I wouldnt tolerate trading Deke just because of the circumstances but I do feel he has regressed in his backup role...I think he should be seeing 10-12 minutes per, and for Swift to play the other minutes at backup center...the game now salutes the younger, more athletic centers instead of the old brutes that Deke used to embarrass nightly...


----------



## debarge (Nov 13, 2005)

Billy The Kid said:


> I wouldnt tolerate trading Deke just because of the circumstances but I do feel he has regressed in his backup role...I think he should be seeing 10-12 minutes per, and for Swift to play the other minutes at backup center...the game now salutes the younger, more athletic centers instead of the old brutes that Deke used to embarrass nightly...


As much as I do not like the turn the NBA has taken towards true big men like Yao Dke and Z, most teams are going with quicker more atheltic centers and power fowards. But I blame David Stern and his referees, they penalize big men for being bigger or slower. A foul is a foul, a block is a block no matter whose the player. 
Right now Dke has lost a step which is understanable, he's over 40. If he could only play like the 10 minutes at the end of quarters that would be enough. We actually need a real back up center, as we see Stro is nobody's big man at all. I really think if Jeff could play 'Spoon' all last year, he could be playing Lonny Baxter. But I don't think Dke needs to be traded at all. He's a leader, you shouldn't trade your leaders. Alot of this is the GM's fault the problems we have with so many old players.


----------



## Mavericks_Fan (Apr 19, 2005)

Yao Mania said:


> Trading Deke would be the wrongest thing to do


Trading Deke would be the right thing to do. Houston is old, man, old. The Rockets have no shot at a championship this year (I am not trying to insult, just saying, so don't take it personally) and Deke is at the end of his usable basketball lifespan. If you have the opportunity to trade him off for promising youth then you have to do it and build towards the future runs next year and thereafter.


----------



## CrackerJack (Jul 2, 2005)

Mavericks_Fan said:


> Trading Deke would be the right thing to do. Houston is old, man, old. The Rockets have no shot at a championship this year (I am not trying to insult, just saying, so don't take it personally) and *Deke is at the end of his usable basketball lifespan*. If you have the opportunity to trade him off for promising youth then you have to do it and build towards the future runs next year and thereafter.

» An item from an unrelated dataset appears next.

PR #2877, opened 2024-11-12
Fix cleanup in build-namelist_test.pl

### LINKED ISSUE #2876: build-namelist_test.pl fails to clean up
### Brief summary of bug

The cleanup at the end of `build-namelist_test.pl` fails with the following message:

so who would take him? who would want to have a grandfather for a baby?


----------



## jdiggidy (Jun 21, 2003)

Well I would certainly like to trade others on the team for something of substance in return but, we really don't have anyone that would warrant a decent player. Deke is just about the only guy that could spark any interest.

At 3 and 12 would we really miss Deke at this point? Before everyone responds, the answer is "YES" but, that would be in the playoffs. HAVE TO MAKE THE PLAYOFFS BEFORE WE CAN WORRY ABOUT DEPTH AT CENTER.


----------



## Mavericks_Fan (Apr 19, 2005)

CrackerJack said:


> so who would take him? who would want to have a grandfather for a baby?


Probably nobody, which is why I said "If you have the opportunity to trade him off for promising youth"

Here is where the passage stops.